When I made this pie last week I had a slight mishap. I shared my baking fail on my facebook page and realized I was not the only one this has happened to. Well as I was placing the pie in the oven, somehow it was not fully on the oven rack and it toppled over. It went all over the oven door and onto the floor. What a mess!  The hubby was home and came to my rescue and helped me clean it up. A roll of paper towels later we had it all cleaned up. I placed the second pie "carefully" in the oven and closed the door. My oven door was "raining" pumpkin pie filling. I tell you it was a fun mess!  It was not a total disaster though, it smells like pumpkin pie every time I bake now.  

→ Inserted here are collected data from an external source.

Issue #2733, opened 2022-10-13
Implement first iteration of `MockChainContext`


soareschen:
## Summary

The new relayer is fully generic and can work with any concrete chain implementation. With that we can create a simplified mock chain to test the relayer logic.

The mock chain can be implemented by implementing the OneForAll traits and instantiated with naive types such as:

```rust
struct PacketKey {
  client_id: u128,
  channel_id: u128,
  port_id: u128,
  sequence: u128,
  ...
}

struct MockChain {
  packet_commitments: HashMap<PacketKey, String>,
}

impl OfaChainTypes for MockChain {
  type Height = u128;
  type ClientId = u128;
  ...
}
```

You too can make a pumpkin pie. Don't be afraid to try. I tend to use a store bought pie crust. We can always use a helping hand every now and again. This pie can be made ahead of time and placed in the fridge. 

Pumpkin Pie

3/4 cup granulated sugar

1/2 teaspoon salt
1 1/2 teaspoon pumpkin pie spice
2 large eggs
1 can (15 oz.) canned pumpkin
1 can (12 fl. oz.) evaporated milk
1 unbaked 9-inch (4-cup volume) deep-dish pie shell  (I use two regular pie crusts)
Whipped cream

Mix sugar, pumpkin pie spice in small bowl. Beat eggs in large bowl. Stir in pumpkin and sugar-spice mixture. Gradually stir in evaporated milk. Pour into pie shell.

Bake in preheated 425° F oven for 15 minutes. Reduce temperature to 350° F; bake for 40 to 50 minutes or until knife inserted near center comes out clean. Cool on wire rack for 2 hours. Serve immediately or refrigerate. Top with whipped cream before serving.